* [Your goal]: Copy out every line in the entries below that includes "bansheerubber".

(Stored data)
"""

PR #6281, opened 2022-04-20
Push options

bansheerubber:
My classmates and I, with help from someone on the GitKraken team, implemented a way to upload push options.

A refresher on what push options are: https://git-scm.com/docs/git-push#Documentation/git-push.txt--oltoptiongt

Justification: Push options are a popular way to specify additional parameters for Git hosting services. GitLab uses them to specify CI variables in their CI pipeline (https://docs.gitlab.com/ee/user/project/push_options.html), for instance. With the advent of Git GUIs using libgit2 to implement their Git support, we feel it important to reduce the functionality gap between the Git CLI and libgit2.

---

Intended use:
```c
git_remote *remote = ...;
git_strarray refspecs = ...;
git_push_options options;
const char *args[2] = {
    "Lorem Ipsum es simplemente el texto",
    "That still only counts as one!"
};
options.arguments = (git_strarray){
    args,
    2
};

git_remote_push(remote, &refspecs, &options);
```
Should be noted that the way we designed this potentially breaks ABI compatibility. Open to suggestions on how to re-implement if this is not desired.

Let me know if there are any questions on the implementation. Tests ended up being a little weird because there didn't seem to be a nice way to implement them in the normal `ctest` suite, so we implemented our tests as CI tests. The changes we made aren't super complicated, so I'm hoping the code should be more-or-less self-explanatory but I of course could be wrong about that.

### DIFF
--- a/ci/hooks/pre-receive
+++ b/ci/hooks/pre-receive
@@ -1,0 +1,2 @@
+#!/bin/sh
+printf "$GIT_PUSH_OPTION_0$GIT_PUSH_OPTION_1$GIT_PUSH_OPTION_2" > %file%
--- a/ci/test.sh
+++ b/ci/test.sh
@@ -84,6 +84,14 @@ if [ -z "$SKIP_GITDAEMON_TESTS" ]; then
 	echo "Starting git daemon..."
 	GITDAEMON_DIR=`mktemp -d ${TMPDIR}/gitdaemon.XXXXXXXX`
 	git init --bare "${GITDAEMON_DIR}/test.git" >/dev/null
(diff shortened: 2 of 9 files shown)


ethomson:
Cool! Thanks for the contribution @bansheerubber! I'll review it 🔜 . 🎉

bansheerubber:
> Cool! Thanks for the contribution @bansheerubber! I'll review it soon . tada

Thank you! Forgot to tag them in the post, but a lot of help was received from my classmates @pireads, @lotdeef, and @PSI497.

ethomson:
Fixed via #6439 - thanks much for your contributions.

Issue #6241, opened 2022-03-07
cannot find -llibgit2package when build examples


lucasoshiro:
Hi!

In the current `main` branch (commit 2a0d0bd19b5d13e2ab7f3780e094404828cbb9a7), I was trying to build the examples and then I got this error:

~~~
/usr/bin/ld: cannot find -llibgit2package: No such file or directory
collect2: error: ld returned 1 exit status
make[2]: *** [CMakeFiles/lg2.dir/build.make:545: lg2] Error 1
make[1]: *** [CMakeFiles/Makefile2:83: CMakeFiles/lg2.dir/all] Error 2
make: *** [Makefile:91: all] Error 2
~~~

After a bisect, I found that this was probably due to the change in 91ba089663f5efc3bd4ba14a5099372cf5ce57a6, in PR #6133. In the commit before the merge of that PR, it doesn't happen. I don't have knowledge in CMake, so I don't know how to solve this.

### Reproduction steps

Building examples, from the project root:

~~~bash
mkdir examples/build
cd examples/build
cmake ..
cmake --build .
~~~

### Expected behavior

Build the examples without errors, as in commit eca9e1cfec2be5a55401290de9eb944bcb54c867

### Actual behavior

The `ld` error `cannot find -llibgit2package: No such file or directory`.

### Version of libgit2 (release number or SHA1)
In Manjaro, 1.4.1-1. In Debian, 1.1.0+dfsg.1-4.

### Operating system(s) tested

- Manjaro 21.2.4
  - cmake 3.22.2
  - gcc 11.2.0
  - GNU Make 4.3
  - GNU ld 2.38

- Debian 11 Bullseye (in a Docker container)
  - cmake 3.18
  - gcc 10.2.1
  - GNU make 4.3
  - GNU ld 2.35.2

ethomson:
Ah, thanks.  I forgot that we had a separate `CMakeFiles.txt` in the examples folder.  😢

ethomson:
I grepped through our docs looking for where we might suggest that the examples were buildable outside of libgit2. I don't see anything. The suggestion is to `cmake -DBUILD_EXAMPLES=ON`.

If there's a place that I've missed, let's remove that and keep the examples as part of the libgit2 build. So, closing this. 🙏

PR #6282, opened 2022-04-20
Fix examples/CMakeLists.txt

thehans:
This fixes issue #6241.  

`examples/CMakeListst.txt` has been made independent of the rest of libgit2's build.  
This is done by making use of pkg-config, since a `libgit2.pc` file is provided during installation.

Source files have been listed explicitly, as `file(GLOB ...)` is [discouraged for setting sources](https://cmake.org/cmake/help/latest/command/file.html?highlight=file%20glob#glob).
> Note We do not recommend using GLOB to collect a list of source files from your source tree. If no CMakeLists.txt file changes when a source is added or removed then the generated build system cannot know when to ask CMake to regenerate. ...

Some build instructions have also been added to the examples readme.

### DIFF
--- a/.gitignore
+++ b/.gitignore
@@ -1,4 +1,5 @@
 /build/
+/examples/build/
 .DS_Store
 *~
 .*.swp
--- a/.gitignore
+++ b/.gitignore
@@ -5,4 +5,5 @@
 /tags
 CMakeSettings.json
 .vs
+.vscode
 .idea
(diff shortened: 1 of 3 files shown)


ethomson:
I grepped through our docs looking for where we might suggest that the examples were buildable outside of libgit2. I don't see anything. The suggestion is to `cmake -DBUILD_EXAMPLES=ON`.

If there's a place that I've missed, let's remove that and keep the examples as part of the libgit2 build. So, closing this. 🙏

PR #296, opened 2020-06-09
PIMS 2223 Surplus Property Program Project List View

goemen:


frontend/src/features/projects/list/ProjectListView.tsx
```diff
@@ -137,33 +167,48 @@ const ProjectListView: React.FC = () => {
     setDeleteId(projectNumber);
   };
 
+  const onRowClick = (row: IProject) => {
+    if (mode === PageMode.APPROVAL) {
+      history.push(`/dispose/projects/assess/properties?projectNumber=${row.projectNumber}`);
+    } else {
+      history.push(
+        `/dispose/projects/${row.status.toLowerCase()}?projectNumber=${row.projectNumber}`,
```
Fosol, line 175: This comment isn't related to this PR, but to the current route paths.

The problem with using the status as a path parameter it makes it impossible for the user to reference the project in a generic way (i.e. `/dispose/projects/SPP-24234`).  The way we're currently doing this would result in bad conditions if the user goes to the route manually and the project is in a different status.  This is very problematic if for example the project is in a status that shouldn't allow for it.

frontend/src/features/projects/list/ProjectListView.tsx
```diff
@@ -137,33 +167,48 @@ const ProjectListView: React.FC = () => {
...
+            </Col>
+            <Col className="bar-item">
+              <Form.Group>
+                <Form.Label>Active Projects:&nbsp;</Form.Label>
+                <Field name="active" label="Active Projects" type="checkbox" />
+              </Form.Group>
+            </Col>
+            <Col className="bar-item">
+              <Form.Group>
+                <Form.Label>My projects:&nbsp;</Form.Label>
```
Fosol, line 199: When I tested this filter for the standard **Project List View** it did not work as expected.  I'll post a bug once I have some formal time to test again.

PR #303, opened 2020-06-11
PIMS-2445 Reducing load on project paging

Fosol:
## Description

A tech-debt decision made earlier to include additional property information in the project search endpoint was now causing memory issues in DEV.

This fix (while still not ideal) dramatically reduces the required data and still provides the summed `NetBook` and `Estimated` values.

This PR will only resolve the memory issue.  Another PR is required to change the UI behaviour to make a separate request when expanding projects to look at their properties.


backend/dal/Helpers/Extensions/ProjectExtensions.cs
```diff
@@ -40,43 +40,6 @@ public static IQueryable<Entity.Project> GenerateQuery(this PimsContext context,
                 .Include(p => p.TierLevel)
                 .Include(p => p.Agency)
                 .Include(p => p.Agency).ThenInclude(a => a.Parent)
-                .Include(p => p.Properties)
```
Fosol, line 43: Can't asked to return the whole DB :P

backend/dal/Services/Concrete/ProjectService.cs
```diff
@@ -58,6 +58,23 @@ public Paged<Project> GetPage(ProjectFilter filter)
                 .Take(filter.Quantity)
                 .ToArray();
 
+            // TODO: Update the View to include the Project.Id so that we can do a group by on that value instead of multiple separate requests.
+            foreach (var project in items)
```
Fosol, line 62: Not ideal, but should resolve our current issue

backend/entities/Project.cs
```diff
@@ -89,6 +90,18 @@ public class Project : BaseEntity
         /// </summary>
         public DateTime? DeniedOn { get; set; }
 
+        /// <summary>
+        /// get/set - The netbook value which is the sum of the properties.
+        /// </summary>
+        [NotMapped]
+        public decimal NetBook { get; set; }
```
Fosol, line 97: Temporary placeholders that won't require a DB refresh.

frontend/src/features/projects/list/ProjectListView.tsx
```diff
@@ -131,14 +131,6 @@ const ProjectListView: React.FC<IProps> = ({ filterable, title, mode }) => {
         // For now we'll just calculate it.
         setData(
           data.items.map((project: IProject) => {
-            project.sumEstimated = project.properties.reduce(
```
Fosol, line 134: Not required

"""

* [Exercise response]:
bansheerubber:
Cool! Thanks for the contribution @bansheerubber! I'll review it 🔜 . 🎉
bansheerubber:
> Cool! Thanks for the contribution @bansheerubber! I'll review it soon . tada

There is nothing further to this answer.